Why Preeclampsia Monitoring Is An Important Part Of Prenatal Care
Preeclampsia can cause serious problems for expectant moms and their unborn babies. Learn how prenatal care providers diagnose and manage this condition.
By Michele Godorecci, MD, Virtua OB/GYN
Preeclampsia is a pregnancy complication that can cause life-threatening complications for expectant moms, including water in the lungs, stroke, heart failure, bleeding problems, kidney failure and liver failure. It also can cause a condition called placental abruption, which occurs when the placenta detaches suddenly from the wall of the uterus. If left untreated, preeclampsia can affect your baby’s growth and lead to a condition called eclampsia, which causes seizures.
Because the only cure for preeclampsia is to deliver the baby, preeclampsia is one of the leading causes of preterm delivery. It typically goes away within a few weeks after delivery.
Although routine preeclampsia screening is an important part of each prenatal visit, understanding the condition can help you to spot potential problems so you can bring them to you provider’s attention.
What causes preeclampsia and who is at risk?
The exact cause of preeclampsia is unknown. However, researchers believe preeclampsia may be the result of problems in the placenta, which attaches to the wall of the uterus and provides oxygen and nutrients to your unborn baby.
First-time expectant moms, expectant moms who are teens or who are older than age 40, and moms who are carrying more than one baby are at a higher risk of developing preeclampsia. You may be at a higher risk for developing preeclampsia if you have a history of diabetes, high blood pressure, kidney problems, lupus or rheumatoid arthritis or a personal or family history of preeclampsia.
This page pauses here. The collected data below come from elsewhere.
PR #1238, opened 2018-01-17
load versions for ignite extension wizard dynamically from file in this repo

lhein:
Signed-off-by: Lars Heinemann <lhein.smx@gmail.com>

# Pull Request Checklist

After this checklist is all checked or PR provides explanations for possible pass-through, please put the label "Ready for review" on the PR.

## General

- [ ] Did you use the Jira Issue number in the commit comments?
- [x] Did you set meaningful commit comments on each commit?
- [x] Did you sign off all commits for this PR? (git commit -s -m "jira issue number - your commit comment")

## Functional

- [ ] Did the CI job report a successful build?
- [x] Is the non-happy path working, too?

## Maintainability

- [ ] Are all Sonar reported issues fixed or can they be ignored?
- [x] Is there no duplicated code?
- [x] Are method-/class-/variable-names meaningful?

## Tests

- [x] Are there unit-tests?
- [ ] Are there integration tests (or at least a jira to tackle these)?

## Legal

- [x] Have you used the correct file header copyright comment?
- [x] Have you used the correct year in the headers of new files?

PR #1248, opened 2018-01-22
FUSETOOLS-2772 - upgrade ignite version to 1.2.3

lhein:

# Pull Request Checklist

## General

## Functional

## Maintainability

## Tests

- [ ] Are there unit-tests?

## Legal

### DIFF
--- a/configuration/ignite.properties
+++ b/configuration/ignite.properties
@@ -1,3 +1,3 @@
 spring.boot.version=1.5.8.RELEASE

What are preeclampsia signs and symptoms?
There are three main symptoms of preeclampsia:
- High blood pressure
- Excess protein in the urine
- Sudden weight gain or abnormal swelling in the face and hands
Preeclampsia typically occurs after the 20th week of pregnancy, but can occur earlier. In rare cases, preeclampsia can develop after childbirth.
A blood pressure reading that exceeds 140/90 mmHg in an expectant mom who has no history of high blood pressure is usually the first sign of preeclampsia. High blood pressure can develop over time or suddenly. Preeclampsia also can cause rapid weight gain or sudden, new swelling in your face or hands. Other signs of preeclampsia include:
- Abdominal pain on the upper right side
- Decreased urination
- Nausea or vomiting
- Severe headaches
- Vision changes, including sensitivity to light, blurred vision, floaters or temporary vision loss
If you notice any of these symptoms, you should bring them to the attention of your provider right away. However, it’s possible to have preeclampsia and not have any noticeable symptoms. It’s important to go to every prenatal appointment and have routine preeclampsia screenings.
How is preeclampsia diagnosed?
During each prenatal visit, your prenatal care provider will check your blood pressure to make sure it’s within normal ranges and test a sample of your urine for the presence of excess protein. Your provider also will monitor your weight gain and look for signs of abnormal swelling.
If your provider detects protein in your urine, you may be asked to collect urine samples over a 24-hour period to determine how much protein your body is losing. If you’re showing any symptoms of preeclampsia, your provider also may order blood tests to see how your liver and kidneys are functioning and look for other problems.
How is preeclampsia treated?
Preeclampsia can only be cured by delivering your baby. However, your treatment will depend on the severity of your condition, the health of your unborn baby and how close you are to a full-term pregnancy.
If you have reached the 37-week mark in your pregnancy, your baby likely will be developed enough to be safely delivered. In this case, your provider may recommend inducing labor or performing a cesarean section (C-Section) to prevent your preeclampsia from progressing.
Prior to the 37-week mark in your pregnancy, your provider will attempt to treat the preeclampsia and give your baby as much time as possible to develop in your womb. If you have mild preeclampsia, your provider likely will put you on restricted activity or bed rest and monitor your condition with frequent blood pressure checks and blood and urine tests. Your provider also will monitor your baby’s condition through regular ultrasounds and fetal heart rate monitoring.
If you need additional monitoring, your doctor may admit you to the hospital. You may receive a medication called magnesium sulfate through an intravenous (IV) line to protect your brain from seizures. Your provider also may give you steroid injections to speed up the development of your baby’s lungs and reduce your baby’s risk of complications related to preterm delivery. In the instance that a patient’s blood pressure is high enough to put her at risk for a stroke, the doctor will administer medication and deliver the baby immediately.
If you’re experiencing severe preeclampsia, your doctor may need to deliver your baby immediately.
Having routine preeclampsia screenings at your prenatal visits and knowing the warning signs can help prevent serious complications for you and your baby.